911 operators and police officers don't refuse to help a victim because of their sexual orientation or the country where they were born or their immigration status. When you call the police in America, they come, regardless of who you are.

The Violence Against Women Reauthorization Act of 2011 is supported by 50 national religious organizations, including the Presbyterian Church, the Episcopal Church, the Evangelical Lutheran Church, the National Council of Jewish Women, the National Council of Catholic Women, and United Church of Christ, and the United Methodist Church.

So I go back to my days as Mayor and seeing over and over again, up-close and personal, in a city what happens because of domestic violence. I see police getting killed when they go into a domestic violence. We had a number of funerals of police officers in Oakland which I attended, and it all stemmed from domestic violence.

So to defeat this bill is almost to say ‘we don't need to consider violence against women. It's not an important issue.’ It is. It's not a partisan issue. It never has been in this body, which is why, candidly, I’m surprised that I find myself on the floor urging that this bill be brought to the floor, because it's been historically, through two reauthorizations, a bipartisan bill.

You can't help but notice this isn't the first time when a policy that would specifically imperil the health and safety of American women has compelled some of us to come to this floor and speak out on behalf of American women.
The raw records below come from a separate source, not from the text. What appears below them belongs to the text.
Issue #1077, opened 2025-01-16
[FEATURE REQUEST] Allow the user to specify the path to front-end assets in the config file


tyami94:
**Motivation**
This would help us package the software properly. I am currently packaging this for Alpine, and I have to place the assets in ```/var/lib/lldap/``` instead of the proper ```/usr/share/webapps/lldap/```. The PKGBUILD for Arch also mentions this being an issue.

**Describe the solution you'd like**
A config option and/or environment variable to override the hard-coded ```./app/``` paths for front-end assets.

**Describe alternatives you've considered**
Patching the source to replace the hard-coded paths in ```server/src/infra/tcp_server.rs``` before building, but this seems hacky and fragile. The AUR packaging just places it in ```/var/lib/lldap/app```.

nitnelave:
How big of an issue is it? Given that you are already writing files in that folder, why is it important to move the webapp files to another folder?

tyami94:
Storing the static assets in ```/var/lib``` violates the FHS, as that directory is intended for variable state information. ```/var/lib``` is intended more for things like sqlite databases or other "live" files. ```/usr/share``` is intended for architecture-independent static data, like documentation, static web assets, configuration examples, etc.

Additionally, on both Alpine and Arch, ```/var/lib/$pkgname```  is typically used as the home directory for the user that we run the service as.

An incomplete list of problems that the hard-coded paths cause are as follows (from least to most important):
- Savvy users and sysadmins are expecting static assets to be in ```/usr/share```, and this violates that expectation.
- Users cannot easily override the assets provided by the package manager if they wish only to use our binaries, but not our assets. The package manager will replace any changes they make to the files.
- Alternative front-ends cannot exist without conflicting with the default assets.
- Special consideration has to be taken for backups so the assets aren't needlessly backed up when we really just need state information, as well as so the known-good assets provided by the package manager aren't clobbered upon restoring a backup.
- If the service is somehow compromised, it's possible to maliciously edit, replace, or remove the assets because they are owned by ```lldap:lldap``` as is everything else in that directory. When they are in ```/usr/share/```, they are owned by ```root:root``` and cannot be modified in any way, even if the service itself is compromised. This eliminates a possible method of achieving persistence.

I understand that importance is relative and some of these things may not sound like a very big deal, but adding a knob for us to tweak here is a trivial way to resolve all of these problems, and will generally just make our lives easier as package maintainers. Additionally, this is relatively standard practice for other projects, such as the following few examples:
[...]

PR #1079, opened 2025-01-17
server: Allow custom path to front-end assets (#1077)

tyami94:
This commit allows the user to specify a custom path to the front-end assets with either the LLDAP_ASSETS_PATH environment variable or the assets_path config option. This should make lldap more pleasant for maintainers to package properly.

Addresses issue #1077


server/src/infra/configuration.rs
```diff
@@ -131,6 +131,8 @@ pub struct Configuration {
     pub ldaps_options: LdapsOptions,
     #[builder(default = r#"HttpUrl(Url::parse("http://localhost").unwrap())"#)]
     pub http_url: HttpUrl,
+    #[builder(default = r#"String::from("./app")"#)]
+    pub assets_path: String,
```
nitnelave, line 135: A few things here: 
- can you move it above the option groups? (Ldaps, SMTP, ...)
- can we parse it as a path instead of leaving it as a string? It's a bit too loose of a type for my taste. 
- maybe add a warning on startup if, let's say, index.html can't be found

server/src/infra/tcp_server.rs
```diff
@@ -25,7 +25,7 @@ use std::sync::RwLock;
 use tracing::info;
 
 async fn index<Backend>(data: web::Data<AppState<Backend>>) -> actix_web::Result<impl Responder> {
-    let mut file = std::fs::read_to_string(r"./app/index.html")?;
+    let mut file = std::fs::read_to_string(format!("{}/index.html", data.assets_path))?;
```
nitnelave, line 28: I'd like to use path methods rather than string concatenation here

lldap_config.docker_template.toml
```diff
@@ -33,6 +33,9 @@
 ## The public URL of the server, for password reset links.
 #http_url = "http://localhost"
 
+## The path to the front-end assets.
```
nitnelave, line 36: Mention that relative paths are interpreted from the working directory, maybe.

nitnelave (commented):
Thanks! It looks nice, a couple of comments but overall it's good

tyami94:
I think I've addressed your comments. Is this closer to what you wanted?

server/src/infra/configuration.rs
```diff
@@ -89,6 +90,8 @@ pub struct HttpUrl(pub Url);
 #[derive(Clone, Deserialize, Serialize, derive_builder::Builder, derive_more::Debug)]
 #[builder(pattern = "owned", build_fn(name = "private_build"))]
 pub struct Configuration {
+    #[builder(default = r#"PathBuf::from("./app")"#)]
+    pub assets_path: PathBuf,
```
nitnelave, line 94: Now that's a bit too high :D
Let's put it right after the key seed. It affects the order in which the debug info is printed, and I want to highlight the most important/common config values at the top. This is more niche.

nitnelave (approved):
Much better, thanks! One last nit and we're good to go.

I assume you tested it with a non-default value?

tyami94:
Yes, I tested it with a custom path as well as the default and it works as expected. Thanks!

tyami94:
Hi! Is there anything else I need to do to get this merged?

nitnelave:
Sorry, I meant to merge it earlier, let me try to do this tonight.

nitnelave:
Or, you know, right now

I hope that this bill is not part of a march. And that march, as I see it, over the past 20 years has been to cut back on rights and services to women. And I mean that most sincerely. I have never seen anything like it.

When I came here, there were discussions over Roe v. Wade. When I first went on the Judiciary Committee, which was in 1993, I heard it; there were debates over Supreme Court opinions, Casey et al. Then there were debates over partial-birth abortion. Then this year we fought against the Blunt Amendment, which would have effectively allowed employers to arbitrarily decline to provide four pages of critical preventive health care services for women.

You know, we've had to fight for the simplest thing. I think young women forget that it took until 1920 for women to get to vote in this country, and it was only because women fought for it. And we have fought since the country was established for the right to vote, for the right to inherit property, for the right to go to school. And now we fight for our rights to have sufficient service from the government with respect to our health.

So now, I’m here to fight for a bill that strengthens laws and protects women against domestic violence and sexual assault. To me, this bill is a no-brainer. It has the support of both sides of the aisle. It's bipartisan. It saves lives. It is a lifeline for women and children who are in distress, who have no place to go other than to stay and to submit to domestic violence abuse.

And no one can say I’m exaggerating. Trust me, I have seen it. I’ve seen the bruised bodies, up-close and personal. And this bill has reduced the number of assaults, domestic assaults, on women. The record indicates that. It should be continued. It's a no-brainer. I hope it's brought to the floor. I hope we maintain a bipartisan vote, and I hope it's reauthorized.”